▶ [Exercise directions]: Would you write out all the records again, exactly?

▶ [Supplied information]:

——————

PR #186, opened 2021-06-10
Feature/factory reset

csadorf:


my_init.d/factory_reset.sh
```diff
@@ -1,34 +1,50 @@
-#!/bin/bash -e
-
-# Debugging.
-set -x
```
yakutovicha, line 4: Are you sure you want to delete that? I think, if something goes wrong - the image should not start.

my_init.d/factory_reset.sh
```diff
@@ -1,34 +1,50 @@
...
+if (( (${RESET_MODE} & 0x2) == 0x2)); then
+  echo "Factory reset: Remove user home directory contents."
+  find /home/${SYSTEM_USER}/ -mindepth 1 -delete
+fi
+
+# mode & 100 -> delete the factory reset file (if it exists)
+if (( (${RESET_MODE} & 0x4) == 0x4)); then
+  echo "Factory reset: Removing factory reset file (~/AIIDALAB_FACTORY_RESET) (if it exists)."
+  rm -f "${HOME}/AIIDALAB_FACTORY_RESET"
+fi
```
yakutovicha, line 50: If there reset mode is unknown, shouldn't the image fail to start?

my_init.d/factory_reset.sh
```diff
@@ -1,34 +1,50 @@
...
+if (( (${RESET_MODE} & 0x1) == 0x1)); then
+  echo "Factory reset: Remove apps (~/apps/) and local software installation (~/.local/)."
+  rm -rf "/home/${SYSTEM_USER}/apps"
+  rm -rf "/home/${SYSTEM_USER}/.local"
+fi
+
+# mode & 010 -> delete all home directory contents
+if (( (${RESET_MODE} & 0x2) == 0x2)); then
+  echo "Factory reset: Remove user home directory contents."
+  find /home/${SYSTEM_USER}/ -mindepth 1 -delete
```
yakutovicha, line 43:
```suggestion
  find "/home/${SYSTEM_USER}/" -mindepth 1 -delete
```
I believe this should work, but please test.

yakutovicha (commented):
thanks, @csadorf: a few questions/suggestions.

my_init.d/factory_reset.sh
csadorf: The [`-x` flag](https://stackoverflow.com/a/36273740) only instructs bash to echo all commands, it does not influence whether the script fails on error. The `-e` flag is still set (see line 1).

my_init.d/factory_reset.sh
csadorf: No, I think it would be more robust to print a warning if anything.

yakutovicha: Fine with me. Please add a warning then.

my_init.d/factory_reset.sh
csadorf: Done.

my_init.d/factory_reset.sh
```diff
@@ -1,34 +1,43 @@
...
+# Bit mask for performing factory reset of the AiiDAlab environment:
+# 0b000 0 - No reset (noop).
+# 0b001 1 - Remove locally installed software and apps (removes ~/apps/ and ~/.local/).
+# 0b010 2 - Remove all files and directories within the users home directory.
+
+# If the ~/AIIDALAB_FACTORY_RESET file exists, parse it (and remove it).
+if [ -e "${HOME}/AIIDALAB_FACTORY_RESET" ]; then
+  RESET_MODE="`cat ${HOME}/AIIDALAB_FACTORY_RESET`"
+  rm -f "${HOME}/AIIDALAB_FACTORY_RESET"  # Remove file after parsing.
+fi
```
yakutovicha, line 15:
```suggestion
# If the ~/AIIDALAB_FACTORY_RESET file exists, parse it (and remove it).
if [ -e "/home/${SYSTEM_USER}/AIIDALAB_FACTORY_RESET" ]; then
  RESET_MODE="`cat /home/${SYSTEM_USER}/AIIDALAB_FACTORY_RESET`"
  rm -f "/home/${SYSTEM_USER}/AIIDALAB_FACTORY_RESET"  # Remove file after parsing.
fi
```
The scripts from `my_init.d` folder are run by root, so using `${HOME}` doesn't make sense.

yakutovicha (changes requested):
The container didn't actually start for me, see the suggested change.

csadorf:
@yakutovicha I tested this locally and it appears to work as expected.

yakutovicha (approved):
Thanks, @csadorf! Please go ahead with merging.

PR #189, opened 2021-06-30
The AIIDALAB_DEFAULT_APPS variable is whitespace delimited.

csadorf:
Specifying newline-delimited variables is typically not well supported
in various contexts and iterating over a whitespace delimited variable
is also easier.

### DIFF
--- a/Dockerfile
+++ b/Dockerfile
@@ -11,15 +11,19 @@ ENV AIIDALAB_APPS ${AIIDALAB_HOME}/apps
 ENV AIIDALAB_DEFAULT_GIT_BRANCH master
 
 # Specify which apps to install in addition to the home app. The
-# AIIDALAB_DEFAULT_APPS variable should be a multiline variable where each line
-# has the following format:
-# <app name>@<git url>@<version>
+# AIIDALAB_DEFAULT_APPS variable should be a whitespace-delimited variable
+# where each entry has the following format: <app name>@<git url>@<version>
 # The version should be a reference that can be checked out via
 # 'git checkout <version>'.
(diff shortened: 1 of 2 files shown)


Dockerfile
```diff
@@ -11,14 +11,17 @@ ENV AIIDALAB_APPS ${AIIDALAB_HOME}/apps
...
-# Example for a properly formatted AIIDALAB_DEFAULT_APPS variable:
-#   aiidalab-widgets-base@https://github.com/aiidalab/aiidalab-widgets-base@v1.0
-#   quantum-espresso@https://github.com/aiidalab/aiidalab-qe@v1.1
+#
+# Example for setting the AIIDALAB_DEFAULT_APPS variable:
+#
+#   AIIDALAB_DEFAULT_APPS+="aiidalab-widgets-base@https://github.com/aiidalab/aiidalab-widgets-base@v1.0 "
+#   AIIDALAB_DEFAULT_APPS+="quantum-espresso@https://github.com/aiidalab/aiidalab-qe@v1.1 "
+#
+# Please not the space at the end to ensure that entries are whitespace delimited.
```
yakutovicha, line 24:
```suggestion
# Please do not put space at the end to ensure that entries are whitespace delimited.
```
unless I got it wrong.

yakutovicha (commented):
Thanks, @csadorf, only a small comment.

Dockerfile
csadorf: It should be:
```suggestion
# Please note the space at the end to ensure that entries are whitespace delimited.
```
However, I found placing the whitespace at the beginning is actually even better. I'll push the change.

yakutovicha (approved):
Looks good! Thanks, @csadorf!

——————

▶ [Result]:
PR #186, opened 2021-06-10
Feature/factory reset

csadorf:


my_init.d/factory_reset.sh
```diff
@@ -1,34 +1,50 @@
-#!/bin/bash -e
-
-# Debugging.
-set -x
```
yakutovicha, line 4: Are you sure you want to delete that? I think, if something goes wrong - the image should not start.

my_init.d/factory_reset.sh
```diff
@@ -1,34 +1,50 @@
...
+if (( (${RESET_MODE} & 0x2) == 0x2)); then
+  echo "Factory reset: Remove user home directory contents."
+  find /home/${SYSTEM_USER}/ -mindepth 1 -delete
+fi
+
+# mode & 100 -> delete the factory reset file (if it exists)
+if (( (${RESET_MODE} & 0x4) == 0x4)); then
+  echo "Factory reset: Removing factory reset file (~/AIIDALAB_FACTORY_RESET) (if it exists)."
+  rm -f "${HOME}/AIIDALAB_FACTORY_RESET"
+fi
```
yakutovicha, line 50: If there reset mode is unknown, shouldn't the image fail to start?

my_init.d/factory_reset.sh
```diff
@@ -1,34 +1,50 @@
...
+if (( (${RESET_MODE} & 0x1) == 0x1)); then
+  echo "Factory reset: Remove apps (~/apps/) and local software installation (~/.local/)."
+  rm -rf "/home/${SYSTEM_USER}/apps"
+  rm -rf "/home/${SYSTEM_USER}/.local"
+fi
+
+# mode & 010 -> delete all home directory contents
+if (( (${RESET_MODE} & 0x2) == 0x2)); then
+  echo "Factory reset: Remove user home directory contents."
+  find /home/${SYSTEM_USER}/ -mindepth 1 -delete
```
yakutovicha, line 43:
```suggestion
  find "/home/${SYSTEM_USER}/" -mindepth 1 -delete
```
I believe this should work, but please test.

yakutovicha (commented):
thanks, @csadorf: a few questions/suggestions.

my_init.d/factory_reset.sh
csadorf: The [`-x` flag](https://stackoverflow.com/a/36273740) only instructs bash to echo all commands, it does not influence whether the script fails on error. The `-e` flag is still set (see line 1).

my_init.d/factory_reset.sh
csadorf: No, I think it would be more robust to print a warning if anything.

yakutovicha: Fine with me. Please add a warning then.

my_init.d/factory_reset.sh
csadorf: Done.

my_init.d/factory_reset.sh
```diff
@@ -1,34 +1,43 @@
...
+# Bit mask for performing factory reset of the AiiDAlab environment:
+# 0b000 0 - No reset (noop).
+# 0b001 1 - Remove locally installed software and apps (removes ~/apps/ and ~/.local/).
+# 0b010 2 - Remove all files and directories within the users home directory.
+
+# If the ~/AIIDALAB_FACTORY_RESET file exists, parse it (and remove it).
+if [ -e "${HOME}/AIIDALAB_FACTORY_RESET" ]; then
+  RESET_MODE="`cat ${HOME}/AIIDALAB_FACTORY_RESET`"
+  rm -f "${HOME}/AIIDALAB_FACTORY_RESET"  # Remove file after parsing.
+fi
```
yakutovicha, line 15:
```suggestion
# If the ~/AIIDALAB_FACTORY_RESET file exists, parse it (and remove it).
if [ -e "/home/${SYSTEM_USER}/AIIDALAB_FACTORY_RESET" ]; then
  RESET_MODE="`cat /home/${SYSTEM_USER}/AIIDALAB_FACTORY_RESET`"
  rm -f "/home/${SYSTEM_USER}/AIIDALAB_FACTORY_RESET"  # Remove file after parsing.
fi
```
The scripts from `my_init.d` folder are run by root, so using `${HOME}` doesn't make sense.

yakutovicha (changes requested):
The container didn't actually start for me, see the suggested change.

csadorf:
@yakutovicha I tested this locally and it appears to work as expected.

yakutovicha (approved):
Thanks, @csadorf! Please go ahead with merging.

PR #189, opened 2021-06-30
The AIIDALAB_DEFAULT_APPS variable is whitespace delimited.

csadorf:
Specifying newline-delimited variables is typically not well supported
in various contexts and iterating over a whitespace delimited variable
is also easier.

### DIFF
--- a/Dockerfile
+++ b/Dockerfile
@@ -11,15 +11,19 @@ ENV AIIDALAB_APPS ${AIIDALAB_HOME}/apps
 ENV AIIDALAB_DEFAULT_GIT_BRANCH master
 
 # Specify which apps to install in addition to the home app. The
-# AIIDALAB_DEFAULT_APPS variable should be a multiline variable where each line
-# has the following format:
-# <app name>@<git url>@<version>
+# AIIDALAB_DEFAULT_APPS variable should be a whitespace-delimited variable
+# where each entry has the following format: <app name>@<git url>@<version>
 # The version should be a reference that can be checked out via
 # 'git checkout <version>'.
(diff shortened: 1 of 2 files shown)


Dockerfile
```diff
@@ -11,14 +11,17 @@ ENV AIIDALAB_APPS ${AIIDALAB_HOME}/apps
...
-# Example for a properly formatted AIIDALAB_DEFAULT_APPS variable:
-#   aiidalab-widgets-base@https://github.com/aiidalab/aiidalab-widgets-base@v1.0
-#   quantum-espresso@https://github.com/aiidalab/aiidalab-qe@v1.1
+#
+# Example for setting the AIIDALAB_DEFAULT_APPS variable:
+#
+#   AIIDALAB_DEFAULT_APPS+="aiidalab-widgets-base@https://github.com/aiidalab/aiidalab-widgets-base@v1.0 "
+#   AIIDALAB_DEFAULT_APPS+="quantum-espresso@https://github.com/aiidalab/aiidalab-qe@v1.1 "
+#
+# Please not the space at the end to ensure that entries are whitespace delimited.
```
yakutovicha, line 24:
```suggestion
# Please do not put space at the end to ensure that entries are whitespace delimited.
```
unless I got it wrong.

yakutovicha (commented):
Thanks, @csadorf, only a small comment.

Dockerfile
csadorf: It should be:
```suggestion
# Please note the space at the end to ensure that entries are whitespace delimited.
```
However, I found placing the whitespace at the beginning is actually even better. I'll push the change.

yakutovicha (approved):
Looks good! Thanks, @csadorf!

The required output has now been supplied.